# Flowers in my garden



## Ans (Jan 4, 2008)

Some pictures of my flowers in my garden.
I've made them myself this time.


----------



## Ans (Jan 4, 2008)

And more..........













































Red milkweed beetles ( eats the plant, so i've already killed them, sorry )


----------



## Rosebud8506 (Jun 20, 2007)

oooh those are very pretty!!


----------



## LuvCicero (Mar 31, 2008)

WOW....Ans, you truly have a gree thumb. The pictures are great and the flowers are beautiful -- so healthy and perfect. It appears you enjoy your garden and do a lot of work.


----------



## dboudreau (Jan 12, 2007)

Very Beautiful!!!


----------



## maryam187 (Jul 18, 2007)

Ans, awesome pics once again, I need to grab your thumb for a season!


----------



## Poornima (Jun 29, 2007)

Beautiful pictures! Looks like you joined ranks with your husband.


----------



## Me&2Girls (May 11, 2007)

Stunning - I love the clarity and color.


----------



## pjewel (Apr 11, 2007)

All the flowers are gorgeous. What are those last yellow ones. I don't think I've ever seen them before and they're beautiful.


----------



## pjewel (Apr 11, 2007)

I just looked again. Are those flowers all in pots? They're incredible.


----------



## imamurph (Apr 15, 2008)




----------



## trueblue (Jan 22, 2008)

Wow! Those are gorgeous! How long does it take to keep them up??


----------



## Julie (Feb 8, 2007)

Very,very beautiful! I love your flowers and the beautiful pictures to capture them! The bumble bee photos are just amazing!:clap2: GREAT JOB! :clap2:


----------



## Judy A (Jan 13, 2007)

Beautiful pictures of your flowers....I love the contrast of the one with the now dead bugs!


----------



## michi715 (Apr 8, 2008)

The flowers are stunning and you take wonderful pictures...what kind of camera do you have (we are in the market for a new one)?


----------



## Doggie Nut (Oct 20, 2006)

What a beautiful garden! You have the magic touch!


----------



## maryam187 (Jul 18, 2007)

Geri, the last one (light orange) seems to be a closed lily. But I'm sure Ans will let us know soon.


----------



## pjewel (Apr 11, 2007)

I meant the yellow ones just above that. They're gorgeous. I love flowers but my thumb would need to be painted to be green.


----------



## maryam187 (Jul 18, 2007)

Geri, you're right, those are PRECIOUS.


----------



## mckennasedona (Feb 20, 2007)

Ans, the photos are beautiful. They could be postcards, they are so beautiful. I'd love to have your garden. We just planted a ton of flowering plants in our back yard. I'm hoping that as they take root and grow they'll be even half as beautiful as yours! Thank you for sharing the pictures.


----------



## Ans (Jan 4, 2008)

@Geri

It is an angel's trumpet. ( Brugmansia flower )

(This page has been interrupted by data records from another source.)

PR #173, opened 2021-10-13
Bring 6_erc1155721.ts up to current standards

bidyut-arianelabs:
In this PR, 
1. I am adding new unit test cases for the `ERC1155ERC721.sol` contracts.
2. Adding both happy and negative unit test cases.


zajck (changes requested):
There exists two function for safeTrasferFrom for token 721:
```
    function safeTransferFrom(
        address _from,
        address _to,
        uint256 _tokenId
    )
```

and

```
    function safeTransferFrom(
        address _from,
        address _to,
        uint256 _tokenId,
        bytes memory _data
    )
```

In tests we always test only that with 4 parameters.
I think that's completely fine and not further action is needed. It's just that coverage report will always point that out.

And another thing from coverage report - `supportsInterface` is not tested. Again it's not a big deal, but just adding few test for that should be quick and straigth forward.

hswopeams (changes requested):
A few general comments:

- The number and type of test cases are good. Klemen and I noted a few places where we'd like to see some test cases added.
- In the positive test cases where tokens are minted, burned, or transferred only the events are checked in most places. The state also needs to be checked. This means checking the `balanceOf` and `ownerOf` (where appropriate) in the positive test cases

zajck:
All comments were resolved well.

Just for the sake of completeness, I think you should also add the following tests

```
ERC1155
[safeTransfer1155] Should be able to safely transfer to EOA
[safeBatchTransfer1155] Should be able to safely batch transfer to EOA
[safeBatchTransfer1155] Should be able to safely batch transfer to contracts that support ERC1155
[NEGATIVE][mint] Should revert when to is a contract that cannot receive it
[NEGATIVE][mintBatch] Should revert when to is a contract that cannot receive it
ERC721
[NEGATIVE][mint] Should revert when to is a zero address
[NEGATIVE][mint] Should revert when to is a contract that cannot receive it
```

hswopeams (changes requested):

zajck (changes requested):

hswopeams (changes requested):
It looks really good. The only request I have remaining is to add some comments regarding the use of setvoucherKernelAddress to set the deployer address as the VoucherKernel address. See comments above.

hswopeams (approved):

zajck (approved):

PR #197, opened 2021-10-15
Unit tests 3 withdraw scenarios

zajck:
Updated section `'Withdraw scenarios'`

Other two sections were not updated (or removed). If/when they are moved to separate file, they should be removed from here.

PR #203, opened 2021-10-18
Unit test 3 'Seller cancels uncommitted voucher set'

zajck:
Updated section `Seller cancels uncommitted voucher set`

I'll leave it as a draft, until #197 is approved and merged, and open ti to review afterwards.


hswopeams (changes requested):
Please add `TransferSingle` check (See previous comment).

In addition, I don't see any tests of the `Cashier.withdrawDepositsSe` function. It should only be callable from the BosonRouter (negative test). I also notice that we are not doing a check on the `_messageSender` paramater to check that address is the actual owner of the voucher set. A check is being done in` VoucherKernel.cancelOrFaultVoucherSet`, but what if the code were ever changed in some way such that `require(getSupplyHolder(_tokenIdSupply) == _issuer, "UNAUTHORIZED_COF");` was (accidentally) removed from ` VoucherKernel.cancelOrFaultVoucherSet`?  `VoucherKernel.getSupplyHolder` can be used to check the voucher set owner

hswopeams (approved):

bidyut-arianelabs (approved):
Looks good to me 👍

PR #205, opened 2021-10-19
Unit tests for 3_withdrawals.ts: Withdraw on disaster

bidyut-arianelabs:
In this PR, I am adding the remaining unit test cases for the `Withdraw on Disaster` scenarios.

Depends on https://github.com/bosonprotocol/contracts/pull/197


hswopeams (changes requested):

http://arhomeandgarden.org/plantoftheweek/articles/angel_trumpet_11-4-05.htm


----------



## Ans (Jan 4, 2008)

@Michi715

A CANON 40D.

http://www.usa.canon.com/consumer/controller?act=ModelInfoAct&fcategoryid=139&modelid=15653

http://www.dpreview.com/news/0708/07082010canoneos40d.asp


----------



## pjewel (Apr 11, 2007)

Ans said:


> @Geri
> 
> It is an angel's trumpet. ( Brugmansia flower )
> 
> http://arhomeandgarden.org/plantoftheweek/articles/angel_trumpet_11-4-05.htm


Wow! I'm amazed. That's what I thought it was, well at least I knew it was a (something) trumpet.  Love it! All your flowers are gorgeous.


----------